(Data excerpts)
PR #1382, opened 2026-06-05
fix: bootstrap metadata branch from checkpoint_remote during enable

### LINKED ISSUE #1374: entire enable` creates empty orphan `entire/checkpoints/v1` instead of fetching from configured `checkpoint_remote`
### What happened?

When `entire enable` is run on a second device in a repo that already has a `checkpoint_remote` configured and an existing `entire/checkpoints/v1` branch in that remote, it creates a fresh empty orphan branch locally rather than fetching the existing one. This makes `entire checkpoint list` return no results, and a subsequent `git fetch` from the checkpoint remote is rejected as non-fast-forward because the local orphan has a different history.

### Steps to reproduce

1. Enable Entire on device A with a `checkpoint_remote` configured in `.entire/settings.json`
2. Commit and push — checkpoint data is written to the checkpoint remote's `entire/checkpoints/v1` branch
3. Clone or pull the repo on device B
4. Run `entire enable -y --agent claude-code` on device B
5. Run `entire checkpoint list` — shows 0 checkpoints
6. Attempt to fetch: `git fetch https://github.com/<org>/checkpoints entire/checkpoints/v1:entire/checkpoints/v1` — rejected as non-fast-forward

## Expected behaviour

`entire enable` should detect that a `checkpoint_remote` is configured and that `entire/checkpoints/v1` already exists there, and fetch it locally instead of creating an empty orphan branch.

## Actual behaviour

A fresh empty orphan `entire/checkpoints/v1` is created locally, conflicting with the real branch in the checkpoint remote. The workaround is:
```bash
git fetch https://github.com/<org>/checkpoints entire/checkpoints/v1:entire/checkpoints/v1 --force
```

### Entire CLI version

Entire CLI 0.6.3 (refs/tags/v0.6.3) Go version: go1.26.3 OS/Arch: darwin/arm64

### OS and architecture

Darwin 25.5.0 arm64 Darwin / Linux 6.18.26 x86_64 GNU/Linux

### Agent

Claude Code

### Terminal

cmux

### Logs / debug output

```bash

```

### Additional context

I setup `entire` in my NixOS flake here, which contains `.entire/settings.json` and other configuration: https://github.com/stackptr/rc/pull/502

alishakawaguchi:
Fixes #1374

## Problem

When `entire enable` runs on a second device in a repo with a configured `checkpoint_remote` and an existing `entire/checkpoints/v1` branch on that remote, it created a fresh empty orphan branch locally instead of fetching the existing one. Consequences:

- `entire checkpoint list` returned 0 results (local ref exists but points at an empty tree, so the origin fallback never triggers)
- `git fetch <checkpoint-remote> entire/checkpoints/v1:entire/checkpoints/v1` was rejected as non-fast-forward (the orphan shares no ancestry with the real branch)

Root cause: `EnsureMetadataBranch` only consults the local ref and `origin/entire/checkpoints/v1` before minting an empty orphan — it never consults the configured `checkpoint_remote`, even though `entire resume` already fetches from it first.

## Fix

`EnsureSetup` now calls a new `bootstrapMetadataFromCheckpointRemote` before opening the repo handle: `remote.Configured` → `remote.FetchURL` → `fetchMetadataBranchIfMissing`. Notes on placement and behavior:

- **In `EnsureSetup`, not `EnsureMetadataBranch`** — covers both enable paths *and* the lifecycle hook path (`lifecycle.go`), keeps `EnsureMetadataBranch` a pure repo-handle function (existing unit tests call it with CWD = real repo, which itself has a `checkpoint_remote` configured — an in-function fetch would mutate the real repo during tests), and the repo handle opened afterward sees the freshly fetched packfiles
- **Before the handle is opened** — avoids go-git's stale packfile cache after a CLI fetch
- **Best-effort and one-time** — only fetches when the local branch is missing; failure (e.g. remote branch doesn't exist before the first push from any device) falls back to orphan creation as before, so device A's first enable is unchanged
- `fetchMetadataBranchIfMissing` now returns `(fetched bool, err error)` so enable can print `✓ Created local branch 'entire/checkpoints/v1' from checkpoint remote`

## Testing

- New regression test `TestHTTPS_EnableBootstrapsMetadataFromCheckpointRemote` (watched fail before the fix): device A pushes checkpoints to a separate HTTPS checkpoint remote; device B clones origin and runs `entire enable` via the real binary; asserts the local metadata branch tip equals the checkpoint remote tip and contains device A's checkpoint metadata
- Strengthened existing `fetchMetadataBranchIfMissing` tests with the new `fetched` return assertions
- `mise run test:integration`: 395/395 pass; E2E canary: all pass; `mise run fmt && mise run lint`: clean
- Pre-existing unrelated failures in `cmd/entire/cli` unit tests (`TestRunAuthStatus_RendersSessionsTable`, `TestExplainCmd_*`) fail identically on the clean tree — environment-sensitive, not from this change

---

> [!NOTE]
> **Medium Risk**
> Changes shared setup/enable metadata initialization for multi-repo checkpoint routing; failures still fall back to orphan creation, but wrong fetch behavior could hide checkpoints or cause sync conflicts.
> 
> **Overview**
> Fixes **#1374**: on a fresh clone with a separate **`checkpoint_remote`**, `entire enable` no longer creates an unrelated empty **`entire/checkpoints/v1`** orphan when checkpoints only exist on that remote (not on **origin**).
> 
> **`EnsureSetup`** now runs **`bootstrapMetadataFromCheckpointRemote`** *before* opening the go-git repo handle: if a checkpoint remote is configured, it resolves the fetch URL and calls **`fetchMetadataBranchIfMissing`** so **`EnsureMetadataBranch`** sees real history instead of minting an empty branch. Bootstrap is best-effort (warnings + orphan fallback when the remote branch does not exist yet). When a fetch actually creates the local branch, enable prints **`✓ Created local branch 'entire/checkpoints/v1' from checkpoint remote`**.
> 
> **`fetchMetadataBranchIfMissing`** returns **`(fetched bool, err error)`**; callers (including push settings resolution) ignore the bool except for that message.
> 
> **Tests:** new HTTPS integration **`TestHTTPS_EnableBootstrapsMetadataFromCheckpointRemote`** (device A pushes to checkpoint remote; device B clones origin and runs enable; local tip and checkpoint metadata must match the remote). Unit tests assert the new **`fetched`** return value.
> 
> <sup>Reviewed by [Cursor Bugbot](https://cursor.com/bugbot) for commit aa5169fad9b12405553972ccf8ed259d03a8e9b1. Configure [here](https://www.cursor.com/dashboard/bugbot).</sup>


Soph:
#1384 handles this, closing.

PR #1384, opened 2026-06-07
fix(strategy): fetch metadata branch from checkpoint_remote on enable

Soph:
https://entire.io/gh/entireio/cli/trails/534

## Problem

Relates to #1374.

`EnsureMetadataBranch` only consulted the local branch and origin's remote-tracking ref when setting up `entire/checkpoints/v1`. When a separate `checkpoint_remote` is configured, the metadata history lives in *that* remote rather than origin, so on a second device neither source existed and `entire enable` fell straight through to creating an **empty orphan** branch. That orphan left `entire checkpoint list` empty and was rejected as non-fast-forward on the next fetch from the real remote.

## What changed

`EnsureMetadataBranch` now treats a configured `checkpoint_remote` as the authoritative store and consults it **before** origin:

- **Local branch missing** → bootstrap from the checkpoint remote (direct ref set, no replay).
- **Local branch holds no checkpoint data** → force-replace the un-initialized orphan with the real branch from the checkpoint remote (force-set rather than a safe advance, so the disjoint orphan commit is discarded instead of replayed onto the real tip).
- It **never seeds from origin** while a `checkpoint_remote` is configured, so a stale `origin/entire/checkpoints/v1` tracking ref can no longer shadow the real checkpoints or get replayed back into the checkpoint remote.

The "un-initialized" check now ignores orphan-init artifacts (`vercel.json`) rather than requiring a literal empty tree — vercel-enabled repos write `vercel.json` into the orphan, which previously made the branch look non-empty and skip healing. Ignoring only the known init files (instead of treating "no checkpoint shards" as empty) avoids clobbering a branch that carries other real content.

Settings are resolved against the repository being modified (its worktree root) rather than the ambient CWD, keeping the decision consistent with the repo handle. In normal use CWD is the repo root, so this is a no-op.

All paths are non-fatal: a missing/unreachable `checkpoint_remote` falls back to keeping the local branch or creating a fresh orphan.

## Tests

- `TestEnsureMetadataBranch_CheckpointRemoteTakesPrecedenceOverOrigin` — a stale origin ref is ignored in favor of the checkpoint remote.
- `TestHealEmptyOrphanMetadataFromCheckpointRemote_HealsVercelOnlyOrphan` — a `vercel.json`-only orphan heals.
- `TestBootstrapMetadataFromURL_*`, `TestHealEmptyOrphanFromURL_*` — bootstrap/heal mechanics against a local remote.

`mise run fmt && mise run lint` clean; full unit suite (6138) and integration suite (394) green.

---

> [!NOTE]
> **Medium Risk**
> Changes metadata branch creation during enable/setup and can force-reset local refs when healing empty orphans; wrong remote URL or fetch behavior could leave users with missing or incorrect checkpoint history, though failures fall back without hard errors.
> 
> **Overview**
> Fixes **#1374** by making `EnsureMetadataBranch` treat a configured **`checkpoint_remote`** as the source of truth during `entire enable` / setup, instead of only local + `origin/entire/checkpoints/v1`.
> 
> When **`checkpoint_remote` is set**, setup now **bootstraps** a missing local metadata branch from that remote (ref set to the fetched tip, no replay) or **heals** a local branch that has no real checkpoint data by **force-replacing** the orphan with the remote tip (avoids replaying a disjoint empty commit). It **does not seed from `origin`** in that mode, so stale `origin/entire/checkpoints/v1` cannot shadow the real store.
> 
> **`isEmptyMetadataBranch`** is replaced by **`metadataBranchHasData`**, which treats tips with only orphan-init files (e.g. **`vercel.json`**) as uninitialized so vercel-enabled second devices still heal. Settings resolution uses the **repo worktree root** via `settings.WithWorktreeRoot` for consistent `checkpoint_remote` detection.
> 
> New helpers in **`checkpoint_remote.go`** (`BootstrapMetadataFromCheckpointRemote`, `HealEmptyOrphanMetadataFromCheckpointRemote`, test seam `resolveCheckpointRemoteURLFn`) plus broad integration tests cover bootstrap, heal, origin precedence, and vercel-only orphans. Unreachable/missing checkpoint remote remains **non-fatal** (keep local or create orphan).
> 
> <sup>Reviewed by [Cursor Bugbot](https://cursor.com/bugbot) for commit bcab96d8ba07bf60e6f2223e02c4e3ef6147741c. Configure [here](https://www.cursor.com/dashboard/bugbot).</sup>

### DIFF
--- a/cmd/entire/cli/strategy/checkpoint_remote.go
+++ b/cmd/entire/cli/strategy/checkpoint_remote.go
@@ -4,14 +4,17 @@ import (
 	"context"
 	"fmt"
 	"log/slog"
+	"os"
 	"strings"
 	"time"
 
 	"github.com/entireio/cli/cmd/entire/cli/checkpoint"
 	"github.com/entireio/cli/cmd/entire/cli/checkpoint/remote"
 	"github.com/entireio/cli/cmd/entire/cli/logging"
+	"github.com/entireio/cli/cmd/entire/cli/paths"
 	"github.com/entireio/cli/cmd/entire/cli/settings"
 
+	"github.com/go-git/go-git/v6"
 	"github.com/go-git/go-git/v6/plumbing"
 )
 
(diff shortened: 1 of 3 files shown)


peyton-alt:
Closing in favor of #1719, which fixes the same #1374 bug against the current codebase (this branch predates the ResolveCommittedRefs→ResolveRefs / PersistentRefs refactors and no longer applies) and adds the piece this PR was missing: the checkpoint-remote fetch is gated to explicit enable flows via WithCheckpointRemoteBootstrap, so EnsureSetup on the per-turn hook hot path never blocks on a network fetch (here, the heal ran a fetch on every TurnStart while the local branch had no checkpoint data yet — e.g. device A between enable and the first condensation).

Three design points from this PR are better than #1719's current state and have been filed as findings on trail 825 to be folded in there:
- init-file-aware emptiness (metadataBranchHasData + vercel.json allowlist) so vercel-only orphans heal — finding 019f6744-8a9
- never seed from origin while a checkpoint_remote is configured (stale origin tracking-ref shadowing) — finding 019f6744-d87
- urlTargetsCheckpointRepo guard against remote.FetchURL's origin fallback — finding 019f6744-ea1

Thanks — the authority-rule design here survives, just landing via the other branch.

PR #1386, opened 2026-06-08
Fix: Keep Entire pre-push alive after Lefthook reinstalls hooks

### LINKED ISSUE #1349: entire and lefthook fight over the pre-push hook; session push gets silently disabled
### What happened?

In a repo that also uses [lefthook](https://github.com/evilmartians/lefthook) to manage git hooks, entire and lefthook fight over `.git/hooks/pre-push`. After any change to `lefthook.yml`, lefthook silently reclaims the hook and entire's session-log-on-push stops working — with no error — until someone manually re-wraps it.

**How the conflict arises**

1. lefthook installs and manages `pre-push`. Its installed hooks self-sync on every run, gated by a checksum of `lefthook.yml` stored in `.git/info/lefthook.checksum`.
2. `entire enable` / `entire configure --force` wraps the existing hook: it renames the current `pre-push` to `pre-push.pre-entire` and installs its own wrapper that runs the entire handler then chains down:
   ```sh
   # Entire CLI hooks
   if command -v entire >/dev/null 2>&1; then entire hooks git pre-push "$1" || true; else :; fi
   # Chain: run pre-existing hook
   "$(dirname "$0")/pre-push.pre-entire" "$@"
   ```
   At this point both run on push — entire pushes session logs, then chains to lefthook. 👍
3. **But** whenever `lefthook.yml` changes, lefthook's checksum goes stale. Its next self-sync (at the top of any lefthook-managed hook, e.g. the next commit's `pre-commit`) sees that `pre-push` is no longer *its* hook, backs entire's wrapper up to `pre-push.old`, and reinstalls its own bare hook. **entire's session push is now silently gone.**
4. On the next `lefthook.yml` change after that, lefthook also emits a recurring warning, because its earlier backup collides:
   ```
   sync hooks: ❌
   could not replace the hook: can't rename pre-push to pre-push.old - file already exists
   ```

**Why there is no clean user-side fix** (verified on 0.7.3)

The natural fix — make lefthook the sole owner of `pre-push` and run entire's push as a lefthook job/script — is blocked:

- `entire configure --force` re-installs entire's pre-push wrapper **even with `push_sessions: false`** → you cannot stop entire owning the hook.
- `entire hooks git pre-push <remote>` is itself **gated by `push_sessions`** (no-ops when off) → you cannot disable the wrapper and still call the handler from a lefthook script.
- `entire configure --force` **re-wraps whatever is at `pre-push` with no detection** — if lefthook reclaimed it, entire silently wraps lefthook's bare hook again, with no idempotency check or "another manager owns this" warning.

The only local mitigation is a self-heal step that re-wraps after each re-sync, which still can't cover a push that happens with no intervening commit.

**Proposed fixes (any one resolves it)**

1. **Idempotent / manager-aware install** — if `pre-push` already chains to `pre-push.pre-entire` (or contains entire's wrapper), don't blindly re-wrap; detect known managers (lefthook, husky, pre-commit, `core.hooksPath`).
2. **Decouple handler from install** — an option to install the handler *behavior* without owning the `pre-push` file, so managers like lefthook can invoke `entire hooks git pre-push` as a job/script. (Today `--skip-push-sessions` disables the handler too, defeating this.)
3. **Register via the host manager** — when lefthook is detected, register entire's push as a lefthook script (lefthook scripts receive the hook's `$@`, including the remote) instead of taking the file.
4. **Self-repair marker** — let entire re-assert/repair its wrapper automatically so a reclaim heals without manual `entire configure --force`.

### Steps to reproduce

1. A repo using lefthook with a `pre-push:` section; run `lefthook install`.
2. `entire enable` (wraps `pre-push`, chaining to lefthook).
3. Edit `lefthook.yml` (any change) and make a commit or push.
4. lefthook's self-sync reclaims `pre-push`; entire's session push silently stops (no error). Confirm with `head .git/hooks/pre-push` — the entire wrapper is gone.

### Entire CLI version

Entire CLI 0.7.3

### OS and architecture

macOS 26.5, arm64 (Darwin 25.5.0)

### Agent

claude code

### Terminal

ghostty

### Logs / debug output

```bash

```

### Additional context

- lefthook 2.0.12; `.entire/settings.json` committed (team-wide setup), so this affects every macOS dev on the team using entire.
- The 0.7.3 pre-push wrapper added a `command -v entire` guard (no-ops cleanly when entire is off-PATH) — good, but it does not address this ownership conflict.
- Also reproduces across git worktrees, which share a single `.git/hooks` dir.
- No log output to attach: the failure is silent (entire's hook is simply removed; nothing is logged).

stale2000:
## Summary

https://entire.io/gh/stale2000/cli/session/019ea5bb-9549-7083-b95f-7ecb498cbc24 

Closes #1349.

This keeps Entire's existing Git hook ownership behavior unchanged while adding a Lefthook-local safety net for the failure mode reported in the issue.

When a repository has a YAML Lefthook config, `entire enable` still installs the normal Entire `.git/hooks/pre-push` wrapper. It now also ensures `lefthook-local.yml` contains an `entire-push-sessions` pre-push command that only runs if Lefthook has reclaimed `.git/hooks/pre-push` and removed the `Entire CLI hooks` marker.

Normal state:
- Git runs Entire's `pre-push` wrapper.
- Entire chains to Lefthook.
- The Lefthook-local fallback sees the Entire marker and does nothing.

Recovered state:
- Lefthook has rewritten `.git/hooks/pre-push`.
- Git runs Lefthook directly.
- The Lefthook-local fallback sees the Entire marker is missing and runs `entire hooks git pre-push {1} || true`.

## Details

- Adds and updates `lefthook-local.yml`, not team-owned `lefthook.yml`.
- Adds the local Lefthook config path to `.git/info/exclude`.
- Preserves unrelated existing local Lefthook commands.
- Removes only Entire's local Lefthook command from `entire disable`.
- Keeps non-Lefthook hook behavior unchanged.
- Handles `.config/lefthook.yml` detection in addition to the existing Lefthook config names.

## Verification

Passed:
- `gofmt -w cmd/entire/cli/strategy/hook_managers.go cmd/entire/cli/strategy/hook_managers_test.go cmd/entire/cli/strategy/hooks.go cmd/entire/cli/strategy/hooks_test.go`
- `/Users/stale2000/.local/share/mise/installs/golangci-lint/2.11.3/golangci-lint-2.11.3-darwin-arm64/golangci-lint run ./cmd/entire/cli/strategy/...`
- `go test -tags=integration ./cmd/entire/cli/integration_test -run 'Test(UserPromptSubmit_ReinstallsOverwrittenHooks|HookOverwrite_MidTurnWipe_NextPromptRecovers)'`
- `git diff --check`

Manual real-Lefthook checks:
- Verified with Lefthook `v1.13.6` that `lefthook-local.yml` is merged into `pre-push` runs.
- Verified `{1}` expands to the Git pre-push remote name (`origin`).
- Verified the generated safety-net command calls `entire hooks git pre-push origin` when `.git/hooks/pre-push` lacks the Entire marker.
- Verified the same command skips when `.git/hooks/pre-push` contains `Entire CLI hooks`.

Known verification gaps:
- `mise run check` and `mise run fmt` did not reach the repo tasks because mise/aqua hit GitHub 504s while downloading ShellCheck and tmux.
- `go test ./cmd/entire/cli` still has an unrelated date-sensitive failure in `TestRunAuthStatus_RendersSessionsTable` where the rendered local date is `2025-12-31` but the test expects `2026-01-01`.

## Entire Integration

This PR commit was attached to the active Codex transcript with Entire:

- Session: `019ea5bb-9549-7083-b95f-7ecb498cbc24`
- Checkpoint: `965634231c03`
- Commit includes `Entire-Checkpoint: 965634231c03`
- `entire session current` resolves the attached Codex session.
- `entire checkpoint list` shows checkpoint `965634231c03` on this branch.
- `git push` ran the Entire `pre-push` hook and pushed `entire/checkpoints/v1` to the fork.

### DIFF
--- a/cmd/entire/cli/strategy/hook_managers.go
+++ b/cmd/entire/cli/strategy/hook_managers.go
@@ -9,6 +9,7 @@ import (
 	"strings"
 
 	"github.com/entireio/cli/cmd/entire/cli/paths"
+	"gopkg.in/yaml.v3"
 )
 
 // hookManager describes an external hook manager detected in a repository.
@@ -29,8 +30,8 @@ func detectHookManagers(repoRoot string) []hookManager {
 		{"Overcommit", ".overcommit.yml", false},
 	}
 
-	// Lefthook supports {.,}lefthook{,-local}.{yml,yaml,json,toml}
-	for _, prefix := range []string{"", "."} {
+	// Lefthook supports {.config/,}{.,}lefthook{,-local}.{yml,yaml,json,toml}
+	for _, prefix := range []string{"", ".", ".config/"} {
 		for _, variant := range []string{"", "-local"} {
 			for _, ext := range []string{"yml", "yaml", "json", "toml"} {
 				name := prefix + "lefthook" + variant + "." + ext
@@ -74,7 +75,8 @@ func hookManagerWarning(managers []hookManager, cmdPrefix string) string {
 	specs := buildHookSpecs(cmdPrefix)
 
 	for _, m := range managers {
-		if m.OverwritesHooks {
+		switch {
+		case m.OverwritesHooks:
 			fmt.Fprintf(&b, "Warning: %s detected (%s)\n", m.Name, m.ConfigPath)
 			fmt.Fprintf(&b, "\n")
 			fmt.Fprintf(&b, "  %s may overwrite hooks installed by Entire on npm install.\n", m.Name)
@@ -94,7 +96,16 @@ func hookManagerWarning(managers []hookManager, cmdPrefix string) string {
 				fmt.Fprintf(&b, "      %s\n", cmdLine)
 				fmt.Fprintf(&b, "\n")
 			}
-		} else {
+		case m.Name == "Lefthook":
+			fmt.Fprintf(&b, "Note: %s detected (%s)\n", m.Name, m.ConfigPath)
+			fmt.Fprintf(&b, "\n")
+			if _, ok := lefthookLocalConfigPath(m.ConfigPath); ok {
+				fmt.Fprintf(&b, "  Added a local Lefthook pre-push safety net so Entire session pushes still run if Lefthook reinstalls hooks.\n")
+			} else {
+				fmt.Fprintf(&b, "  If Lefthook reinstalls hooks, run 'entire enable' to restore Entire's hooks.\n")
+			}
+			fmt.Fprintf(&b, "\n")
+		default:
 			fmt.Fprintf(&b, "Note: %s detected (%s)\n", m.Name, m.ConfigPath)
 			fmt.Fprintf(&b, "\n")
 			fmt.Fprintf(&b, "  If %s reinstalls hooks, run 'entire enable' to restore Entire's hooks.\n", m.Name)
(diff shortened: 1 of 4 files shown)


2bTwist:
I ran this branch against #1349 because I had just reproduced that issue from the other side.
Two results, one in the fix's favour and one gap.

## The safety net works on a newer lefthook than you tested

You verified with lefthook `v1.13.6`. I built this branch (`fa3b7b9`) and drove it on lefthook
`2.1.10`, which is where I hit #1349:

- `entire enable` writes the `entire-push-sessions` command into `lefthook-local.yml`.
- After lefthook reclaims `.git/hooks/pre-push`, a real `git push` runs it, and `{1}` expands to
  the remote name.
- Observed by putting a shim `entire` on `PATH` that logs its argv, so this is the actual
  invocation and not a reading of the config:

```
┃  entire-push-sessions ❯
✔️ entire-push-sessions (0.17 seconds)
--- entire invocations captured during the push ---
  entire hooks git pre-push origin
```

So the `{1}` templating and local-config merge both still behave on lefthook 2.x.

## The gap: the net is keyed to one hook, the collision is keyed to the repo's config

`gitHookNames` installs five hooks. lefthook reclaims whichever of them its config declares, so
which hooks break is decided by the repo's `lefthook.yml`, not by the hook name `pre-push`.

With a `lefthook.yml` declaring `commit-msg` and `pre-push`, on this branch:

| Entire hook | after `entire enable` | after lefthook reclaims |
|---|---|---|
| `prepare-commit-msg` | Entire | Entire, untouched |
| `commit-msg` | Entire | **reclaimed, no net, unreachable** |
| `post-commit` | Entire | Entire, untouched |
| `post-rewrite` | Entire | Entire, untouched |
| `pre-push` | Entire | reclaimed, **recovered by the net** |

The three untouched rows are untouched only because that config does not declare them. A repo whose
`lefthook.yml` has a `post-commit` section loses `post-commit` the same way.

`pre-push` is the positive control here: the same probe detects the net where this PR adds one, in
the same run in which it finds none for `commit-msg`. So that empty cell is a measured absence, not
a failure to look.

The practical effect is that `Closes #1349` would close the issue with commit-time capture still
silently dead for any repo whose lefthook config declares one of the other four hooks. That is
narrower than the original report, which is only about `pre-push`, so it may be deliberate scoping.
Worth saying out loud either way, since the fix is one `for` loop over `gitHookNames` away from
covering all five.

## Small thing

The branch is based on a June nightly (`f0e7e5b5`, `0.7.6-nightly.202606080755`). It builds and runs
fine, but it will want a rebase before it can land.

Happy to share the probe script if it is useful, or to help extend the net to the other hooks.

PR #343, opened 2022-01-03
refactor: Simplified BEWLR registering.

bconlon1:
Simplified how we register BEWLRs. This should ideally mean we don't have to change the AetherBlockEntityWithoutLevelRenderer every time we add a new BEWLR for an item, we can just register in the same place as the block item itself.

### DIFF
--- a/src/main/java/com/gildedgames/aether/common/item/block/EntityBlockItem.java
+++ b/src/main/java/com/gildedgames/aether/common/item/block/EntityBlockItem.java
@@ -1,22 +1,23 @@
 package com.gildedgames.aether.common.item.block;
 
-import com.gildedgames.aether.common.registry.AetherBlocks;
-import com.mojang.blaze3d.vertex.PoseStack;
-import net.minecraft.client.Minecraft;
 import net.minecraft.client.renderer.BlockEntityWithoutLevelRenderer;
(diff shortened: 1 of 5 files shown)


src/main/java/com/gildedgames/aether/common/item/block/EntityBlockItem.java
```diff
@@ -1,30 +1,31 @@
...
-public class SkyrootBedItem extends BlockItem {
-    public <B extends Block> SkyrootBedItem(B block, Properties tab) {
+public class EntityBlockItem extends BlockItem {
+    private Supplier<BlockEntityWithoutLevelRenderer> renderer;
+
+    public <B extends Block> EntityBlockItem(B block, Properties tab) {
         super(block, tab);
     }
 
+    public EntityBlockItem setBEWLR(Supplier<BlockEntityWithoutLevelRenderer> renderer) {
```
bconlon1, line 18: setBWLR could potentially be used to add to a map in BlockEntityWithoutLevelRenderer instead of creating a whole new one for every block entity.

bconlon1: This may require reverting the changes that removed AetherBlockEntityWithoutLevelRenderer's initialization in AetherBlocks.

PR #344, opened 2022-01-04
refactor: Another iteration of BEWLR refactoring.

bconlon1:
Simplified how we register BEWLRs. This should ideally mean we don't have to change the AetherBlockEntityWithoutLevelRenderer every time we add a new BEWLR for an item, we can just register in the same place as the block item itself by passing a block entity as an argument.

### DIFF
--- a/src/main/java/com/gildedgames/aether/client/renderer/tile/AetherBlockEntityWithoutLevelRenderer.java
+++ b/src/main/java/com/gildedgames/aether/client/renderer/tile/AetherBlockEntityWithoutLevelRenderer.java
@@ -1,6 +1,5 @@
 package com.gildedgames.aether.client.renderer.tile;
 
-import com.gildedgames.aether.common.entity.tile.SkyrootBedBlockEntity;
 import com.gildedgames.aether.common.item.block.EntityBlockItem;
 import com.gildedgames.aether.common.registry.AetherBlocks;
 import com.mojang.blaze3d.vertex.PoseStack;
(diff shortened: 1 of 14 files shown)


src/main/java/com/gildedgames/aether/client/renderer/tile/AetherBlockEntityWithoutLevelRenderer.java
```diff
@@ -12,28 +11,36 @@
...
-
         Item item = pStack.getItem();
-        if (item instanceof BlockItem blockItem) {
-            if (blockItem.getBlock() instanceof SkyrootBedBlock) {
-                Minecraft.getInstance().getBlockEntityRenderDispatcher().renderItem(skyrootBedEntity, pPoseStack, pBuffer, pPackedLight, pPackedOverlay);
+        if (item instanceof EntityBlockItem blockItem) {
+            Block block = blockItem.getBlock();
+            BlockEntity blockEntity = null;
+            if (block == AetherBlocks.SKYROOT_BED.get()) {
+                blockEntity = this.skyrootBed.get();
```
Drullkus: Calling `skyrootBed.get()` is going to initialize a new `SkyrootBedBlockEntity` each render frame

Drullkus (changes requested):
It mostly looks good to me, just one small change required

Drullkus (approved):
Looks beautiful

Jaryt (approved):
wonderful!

## [Exercise requirements]
The word "team" appears on some lines of the data above; count those lines and return only the number.

## [Solution]
2